Sarah Lancashire’s connection to Coronation Street began well before she was serving pints behind the Rovers Return bar – her scriptwriter father had worked on more than 100 episodes of the long-running soap and inspired her curiosity for television.
Sarah landed her breakthrough role in 1991 as Raquel Wolstenhulme, the Rovers Return Inn’s scatterbrained, and kind-hearted barmaid, who dreamed of being a fashion model.
Sarah struggled with mental health issues for much of her Coronation Street tenure, made worse by her divorce from her first husband Gary Hargreaves, with whom she had two sons. She left the show in 1996 and later admitted that she struggled to cope with the attention the role brought her.
Born into a family of performers, both Katherine Kelly and her younger sister Grace are actresses.
It was for her role as no-nonsense, feisty Becky McDonald that Katherine won Best Actress at the 2009 British Soap Awards and Best Serial Drama Performance at the 2012 National Television Awards.
Katherine has landed a number of exciting roles since leaving the cobbles in 2012. The busy actress showed off her musical prowess as Baroness Schraeder in the triumphant live broadcast by ITV of The Sound of Music, she starred as Lady Mae in the television series Mr Selfridge, and appeared as Detective Jodie Shackleton in Happy Valley, alongside former Coro star Sarah Lancashire.
Born Sarah-Anne, because her family priest didn’t believe Suranne was a “proper” name, the star says she always wanted to be different.
Suranne joined the Coronation Street cast in 2000 as Karen McDonald. The sassy character has been described as a “bulldog in hoop earrings” and very quickly stole the hearts of many Coro Street fans.
Suranne was keen to prove her versatility as an actress and her decision to walk away from the ITV soap in 2004 shocked both Coro fans and producers. The determined actress said being in a soap opera was exhausting and that she found she was living and breathing her character Karen McDonald.
Julie discovered her love of performing at the tender age of eight, when she was made to prepare a speech and deliver it to her class.
Julie made headlines when she joined the soap in 1998 as timid shop assistant Hayley Cropper, who had a secret past as a man, and was the first transgender character to ever grace the screens in a soap opera.
Julie admitted she was worried about committing professional suicide when she left Coronation Street for good. She knew there was no possibility of her character coming back to the programme because only death could part her from her husband Roy. Plus, she was in her mid-40s, a tough age for an actress to find work. But Julie decided to risk it all and reinvent herself in her career.
Small-town girl Joanne Froggatt left home at the age of 13 to attend the Redroofs Theatre School in Maidenhead, England. At 16, she made her television debut as a teenage prostitute in The Bill*.
Joanne played Zoe Tattersall, a troubled teen mum who came to the cobbles in 1997.

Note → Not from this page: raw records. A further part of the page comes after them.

Issue #3939, opened 2023-02-02
Trame is needed per import statements


RobPasMue:
Getting the following error when installing ``pyvista`` on Python 3.9 and Windows:

```bash
  File "C:\...\.venv\lib\site-packages\pyvista\__init__.py", line 9, in <module>
    from pyvista import trame
  File "C:\...\.venv\lib\site-packages\pyvista\trame\__init__.py", line 2, in <module>
    from pyvista.trame.jupyter import launch_server, show_trame, elegantly_launch
  File "C:\...\.venv\lib\site-packages\pyvista\trame\jupyter.py", line 8, in <module>
    from trame.app import get_server
ModuleNotFoundError: No module named 'trame'
```

Looks like trame is not a required dependency but due to the import statements it is failing. You might want to add it to the pyproject.toml or handle properly those import statements with some kind of try/except.

germa89:
Interestingly ... https://github.com/pyvista/pyvista/issues/3941

florian98765:
Same for me. I would prefer the try/except version in order to avoid additional dependencies.

banesullivan:
0.38.1 should be out in the next 15 minutes -- sorry this slipped through the cracks!

PR #3942, opened 2023-02-02
Fixing missing imports

### LINKED ISSUE #3941: Missing ``ipywidgets`` package

After installing the last version, I get:

```pycon
Python 3.11.1 (main, Dec 23 2022, 09:28:24) [Clang 14.0.0 (clang-1400.0.29.202)] on darwin
>>> import pyvista
  File "/Users/german.ayuso/trashy/venvtrash/lib/python3.11/site-packages/pyvista/__init__.py", line 9, in <module>
    from pyvista import trame
  File "/Users/german.ayuso/trashy/venvtrash/lib/python3.11/site-packages/pyvista/trame/__init__.py", line 2, in <module>
    from pyvista.trame.jupyter import launch_server, show_trame, elegantly_launch
  File "/Users/german.ayuso/trashy/venvtrash/lib/python3.11/site-packages/pyvista/trame/jupyter.py", line 7, in <module>
ModuleNotFoundError: No module named 'ipywidgets'
```

Using Mac OS (M2-Ventura 13.1)

Just update and import pyvista

```py
import pyvista
```

### System Information

```shell
NA
```

### Screenshots

_No response_

germa89:
### Overview

Adding missing imports.

Resolves #3941 and #3939

### DIFF
--- a/pyproject.toml
+++ b/pyproject.toml
@@ -33,6 +33,11 @@ dependencies = [
     'scooby>=0.5.1',
     "typing-extensions; python_version < '3.8'",
     'vtk',
+    'ipywidgets',
+    'trame>=2.2.6',
+    'trame-client>=2.4.2',
+    'trame-server>=2.8.0',
+    'trame-vtk>=2.0.17',
 ]
 dynamic = ['version']
 
@@ -54,7 +59,6 @@ colormaps = [
 io = ['meshio>=5.2']
 jupyter = [
     'ipyvtklink',
-    'ipywidgets',
     'jupyter-server-proxy',
     'nest_asyncio',
     'panel',


pyproject.toml
```diff
@@ -33,6 +33,11 @@ dependencies = [
     'scooby>=0.5.1',
     "typing-extensions; python_version < '3.8'",
     'vtk',
+    'ipywidgets',
+    'trame>=2.2.6',
+    'trame-client>=2.4.2',
+    'trame-server>=2.8.0',
+    'trame-vtk>=2.0.17',
 ]
```
RobPasMue, line 41: The problem with this approach is that you end up increasing the needed dependencies to run PyVista. Do you really need ``ipywidgets`` or ``trame`` to run the typical use cases? The first one is mostly for Jupyter-related views. The same happens with ``trame`` AFAIK. They should really be optional dependencies, and the imports should be handled with caution by checking whether the module is available or not when doing the import statement (try/except approach).

But that's my gut feeling. Pinging @akaszynski @banesullivan and @AlejandroFernandezLuces for their thoughts.

germa89: I totally agree. In fact, I was surprised to see those missing dependencies are in the optional dependencies requirements. Hence fixing this is more complex than I expected. There is something missing in the library structure.

RobPasMue: Something like this...

```py
try:
    import docker
    from docker.errors import APIError, ContainerError, ImageNotFound
    from docker.models.containers import Container


    _HAS_DOCKER = True
except ModuleNotFoundError:  # pragma: no cover
    _HAS_DOCKER = False

```

RobPasMue: But of course... applied to the modules involved in this issue 😄 not ``docker``

banesullivan: We actually want to remove `pyvista.trame` from the top level namespace of the package to avoid this issue rather than adding additional imports or "has package" logic.

See https://github.com/pyvista/pyvista/pull/3943

RobPasMue: Sounds good to me @banesullivan!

A number of smaller television roles followed her time as Zoe, then in 2003 Joanne landed the leading role in the controversial one-off drama, Danielle Cable: Eyewitness. This told the true story of a teenage girl who witnessed the murder of her boyfriend in a road rage attack. Joanne was later commended on her portrayal by Danielle Cable herself.
Rob James-Collier stumbled into acting. His first experience with the craft was when he was asked by a desperate friend, who was one actor short, to fill in for his film shoot. Shortly after that, Rob found an acting coach in the Yellow Pages and started taking acting classes after work, and so began the career of this handsome English heart-throb.
The business and marketing graduate gained critical acclaim as Liam Connor in Coronation Street. Liam’s storylines centred on his relationship with his pregnant girlfriend, Maria Sutherland, who he agreed to marry. But secretly Liam was in love with Carla, and they pursued a tumultuous on-off love affair.
Throughout his time on Coronation Street, Rob also had a number of one-off appearances in other television programmes.